Черепанов смотрел на нее снизу вверх. Он вообще ее не знает, и не надо ему ее знать, она сказала «нельзя», она уезжает.
Истолковав его молчание по-своему, Клавдия Васильевна и вовсе заспешила, говорила вещи несуразные, но будто единственно верные и давно продуманные:
— Я и мебель вам свою оставлю. Конечно. Вы представляете, что будет с моей мебелью после дороги?
Юрий Алексеевич совершенно идиотски пожал плечами. Его плечи были сейчас на уровне ушей. Он продолжал сидеть сгорбившись, понимая, что надо бы встать, и был в этот момент действительно похож на черепаху с опиленным до прямоугольника панцирем.
— Знаю, знаю. — Клавдия Васильевна покровительственно улыбнулась. — Вы глубоко порядочный человек. И чересчур щепетильный. Заплатите, сколько сможете. Люди должны помогать друг другу.
В эту минуту или чуть раньше Черепанову почудилось, как что-то неудержимо тянет его назад. Спина стала свинцовой. Голову закружил неимоверной силы свист, исходящий со стороны двери. Клавдия Васильевна все еще стояла там. Солнце било прямо в окно. Она что-то говорила.
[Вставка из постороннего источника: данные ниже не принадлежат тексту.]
PR #4835, opened 2026-08-08
[HOLD] fix(attendance-w4c0): W4C DML 审批改为派生的精确站点身份 + 固定重数(删除整文件/前缀豁免)

zensgit:
**[HOLD] Draft — do not merge, not armed.** Opened as Draft under a standing owner hold. No flags, staging, soak, or deploy touched.

> **⚠️ WORKFLOW COLLISION with PR 4805.** This PR now touches `.github/workflows/plugin-tests.yml` — a **single added line** (`id: attendance-w4c0-dml-inventory` on the existing attendance collector step) — and therefore also `plugins/plugin-integration-core/lib/sealed-export/vectors/s6a-package-provenance-pins.json`, whose `evidenceFiles.pluginTestsWorkflow` entry is a sha256 **of that workflow file**. The pin is recomputed in the same commit:
> `9920e53278ff36aac7f2954219269a9c425df4ce84ee61238d49871507ff0837` → `9fdf157617c9aa01dfa1325b99348c3a8f309633b94aca4449dbc72709c7ffb5`.
> **Whichever of 4835 / 4805 lands second must re-run `shasum -a 256 .github/workflows/plugin-tests.yml` and write that value into the pin — never side-select one of the two hashes.** The pin check is load-bearing: restoring the stale value reds `sealed-export-package-provenance.test.cjs`.

Lane 2 of the W4C inventory work for issue 4556. Scope: the attendance W4C DML inventory only.

---

## ⚠️ What this PR may be cited for — and what it may NOT

**Owner ruling, recorded here because the distinction is load-bearing.** This PR may **NOT** be cited as proof that every remaining issue-4556 bypass reds. Everything below is measured at this head, not inferred.

**What it now proves.** For a write that (i) the scanner turns into a census site with a **literal, uppercase-keyword** statement and (ii) targets a table in the attendance-owned domain:

- approval is an exact `(relPath, enclosingSymbol, table, verb)` identity with a pinned occurrence count — no whole-file, path-prefix, or bare-symbol predicate survives anywhere (grep below);
- inside an already-approved file, a new table, a new verb, a new symbol, or a **second** occurrence of an approved identity all red, on the named leg;
- **the STATEMENT at an approved coordinate is now pinned too** — see *Statement fingerprint* below. Deleting a `WHERE`, weakening a predicate, extending a `SET` list or changing a `${dynamicTable}` reds in `fingerprintDrift`;
- the identifier-case, schema-qualifier, workspace-directory, `ONLY`-modifier and multi-target-DDL escapes are closed;
- the CI step that runs all of this can no longer be disabled without redding its own wiring gate.

**What it still does NOT prove — each reproduced at this head.**

| open bypass | measured status |
|---|---|
| **A non-literal table name.** `INSERT INTO ${hiddenAttendanceTable}` never becomes a census site at all — `raw census sites` does not move. | **113** dynamic write targets exist in the scanned domain. **OPEN.** Closing it needs constant-binding resolution plus a pinned inventory of the unresolvable remainder; reddening all 113 would produce a gate nobody can keep green. Now an **executable** disclosure (a test asserts the invisibility, with positive controls), so it cannot drift silently. |
| **Lowercase / mixed-case SQL keywords.** `insert into attendance_records …` is invisible. | **OPEN, deliberate.** A case-insensitive keyword alternation matches **229** prose fragments in this domain and would flood the census. Also now an executable disclosure. |
| **The table domain misses `plugin_attendance_*` operational tables.** `isAttendanceOwnedCandidate('plugin_attendance_report_sync_jobs') === false`; the 72-key registry has **zero** `plugin_` keys. | **OPEN.** Four live writes at `plugins/plugin-attendance/index.cjs` (INSERT `:3378`, UPDATEs `:3579/:3611/:3762`, via the const at `:3181`) are invisible **twice over** — dynamic target *and* out-of-domain table. A migrations-derived domain is feasible; it must land together with constant-binding resolution and the curation of those four sites, or it pushes a red gate. **Scoped, not done here.** |
| **Substitution at an identical coordinate AND an identical statement.** | **OPEN by construction** — this is residue (b). The fingerprint narrows it considerably (the substitute must now also be byte-identical after whitespace/case normalisation) but does not close it. |

The three still-open rows predate this PR. They are listed so that a reader who saw only the probes cannot over-read what the inventory guarantees.

### Fixed since the owner's review — with the reproduction that was green before

| was green | now |
|---|---|
| `WHERE` clause deleted from the approved tenant-scoped `UPDATE attendance_schedule_dispatch_requests` → **74/74 green, counters byte-identical** | reds in `fingerprintDrift`, named, with every identity leg still clean and the raw census unmoved — proving it is a statement change, not a new site |
| `UPDATE ONLY attendance_records` → captured `ONLY` as the table, write left attendance scope | resolves to `attendance_records:update` |
| `TRUNCATE a, b` / `DROP TABLE a, b` → 2nd target invisible | every target becomes its own site |
| `if: false` on the CI step → **74/74 green, and the wiring test still printed its own ✔** | reds; the step's key set is pinned to exactly `['id','name','run']` |

---

## Branch reconciliation (this is a consolidation pass)

Four earlier attempts were killed mid-run by network faults and left three branches. **This branch is the live one; the other two are superseded.**

| Branch | Was at | Disposition |
|---|---|---|
| `claude/w4c-dml-site-identity-20260809` (this PR) | `3a439d8e06` | **LIVE.** Carries the conversion. |
| `claude/w4c-dml-exact-site-identity-20260809` | `9325fb411b` (remote), `0e822e9d94` (local only) | **Superseded.** One commit cherry-picked, the rest discarded — reasons below. Remote ref **deleted**; the local ref is retained at `0e822e9d94` as an escape hatch, so nothing is unrecoverable. |
| `claude/w4c-dml-inventory-exact-site-identity-20260809` | `8d47b5abac` = `origin/main`, 0 commits ahead | **Empty decoy. Deleted** (remote and local). |

Exactly one `claude/w4c-dml*` ref is live on the remote now, verified by `git ls-remote`.

**Taken** from the parallel branch: exactly one commit, `4e8427f90e`, the base reproduction of the owner's P1 on unmodified `origin/main`. It changes no file; it exists so the "this used to pass" measurement is durable. Cherry-picked with a provenance note explaining why it sits *above* the fix in this branch's history.

**Discarded**, with reasons — none of it was reviewed, so none of it was taken on trust:

- `site-identity.cjs` (166 lines) keyed identity as `` `${relPath}::${symbol}::${table}::${verb}` ``. That is a **joined string key**: a symbol containing the separator aliases a *different* tuple, which is approval-widening in the very module meant to make approval exact. This branch's JSON-array key does not have that defect. Discarding it is a correctness decision, not a preference.
- Its `curated-debt-entries.cjs` rewrite — its own commit message states the conversion is **INCOMPLETE** ("still carries relPath/startsWith claims"). This branch's is complete (grep below).
- Its 44 lines of collector-test legs — superseded. They assert `newSites` / `multiplicityDrift` / `staleClaims` on the census; this branch's probes go further, mutating the **real file** and re-scanning it with the **real scanner** rather than asserting over a census the test itself assembled.

The one idea worth keeping from those legs — an explicit, legible non-empty-domain assertion — is already present here in stronger form (`missing` is computed by walking the frozen table, so an empty census reds mechanically; see *Completeness assertion*).

## What the owner proved

In an isolated `origin/main` worktree, adding `INSERT INTO attendance_records` to an already-approved file — `packages/core-backend/src/services/AfterSalesApprovalBridgeService.ts` — left the exact-head HEAD scan **PASSING**. Removing only that file's allowlist entry made it fail immediately, accurately naming the new write site. The file name, not the write, was doing the work.

Root cause: `GENERIC_SHARED_ALLOWLIST` admitted by **file path**; P17 carried a whole-file claim (`site.relPath === '.../routes/approvals.ts'`), P26 a **path prefix** (`startsWith('.../ApprovalProductService.ts')`), X05 a whole-file claim. Once a classifier hit, the rest of the audit was skipped for that file.

## The fix — not a tighter allowlist

Adding one more recognised case is the failure mode that produced the allowlists being deleted. So the predicates are **deleted**, and approval is re-grounded on an exact site identity derived from the scan itself, with pinned multiplicity:

```
identity = (relPath, enclosingSymbol, table, verb)
approval = that identity appears in the frozen table
amount   = it must occur EXACTLY `occurrences` times in the census
```

Inside an already-approved file: a **new table**, a **new verb**, a **new symbol** → `unclaimed` → RED. A **second occurrence** of an approved identity → `overCount` → RED. A **vanished** pinned identity → `missing` → RED. There is exactly one recognition rule (map lookup + count comparison); nothing can fall through to a broader claim, because there is no broader claim.

### Site-identity representation

```js
// approved-site-identities.cjs
{
  relPath: "packages/core-backend/src/services/ApprovalProductService.ts",
  enclosingSymbol: "targetUserIds",
  table: "approval_instances",
  verb: "update",
  occurrences: 10,
  entryIds: ["P26"],
},
// generic-shared rows carry no debt id, only a reason:
{
  relPath: "packages/core-backend/src/services/AfterSalesApprovalBridgeService.ts",
  enclosingSymbol: "normalizeCommand",
  table: "approval_instances",
  verb: "insert",
  occurrences: 1,
  entryIds: [],
  genericSharedReason: "named generic bridge for a different product (after-sales), not attendance",
},
```

The lookup key is a JSON array, not a `::`-joined string:

```js
function siteIdentityKey(site) {
  return JSON.stringify([site.relPath, site.enclosingSymbol, site.table, site.verb])
}
```

A joined key lets a symbol containing the separator alias a *different* tuple. Route symbols are collector-generated as `` `${METHOD} ${routePath}` `` from arbitrary path literals, so this is constructible, not hypothetical — and a test now attacks the key directly (see *P26 key*).

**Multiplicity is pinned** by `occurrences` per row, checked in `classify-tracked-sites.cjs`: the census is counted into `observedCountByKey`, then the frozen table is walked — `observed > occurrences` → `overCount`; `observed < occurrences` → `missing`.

Руки ее, потеряв округлость и белизну, светились багровым и выделывали леденящие кровь механические движения.
Юрий Алексеевич почувствовал, в какой неудобной и даже неприличной позе он сидит, отвалясь на кровати, горб уперся в холод стены, рот полуоткрыт. Да, его жалели, его унижали, но его никогда не дурачили. Зачем она дурачит его, если бы она сейчас не пришла и не покупала его, он бы так ничего и не понял. Он и теперь ничего еще не понимал, но рот прикрыл и молча смотрел, как она уходит, кивает, открывая дверь. Он очень внимательно смотрел, как если бы с Клавдией Васильевной уходило от него то, что продолжаться вечно не может, а, длясь и затягиваясь, превращается в свою противоположность. Но казалось ему, что уходит он сам, от себя, от своих иллюзий, последних, это он хорошо чувствовал, хотя и ошибался. И ему стало смешно, он еле дождался, пока она закроет дверь, и расхохотался: действительно, черепаха, не дурачила она его, а точно рассчитала, что он дурак, ей лет сорок, не меньше. Нет вечной красоты, есть вечная подлость. Он уходил от себя, и он оставался, на пустом месте, один, сидел, раскачиваясь на панцирной сетке кровати. Но пустота была недолго, только пока он хохотал неведомым раньше самому себе смехом: зачем-то поперся к ней, да она его в упор не видела и не видит, да и шел не за тем, а пожалеть ведь хотел, пожалеть.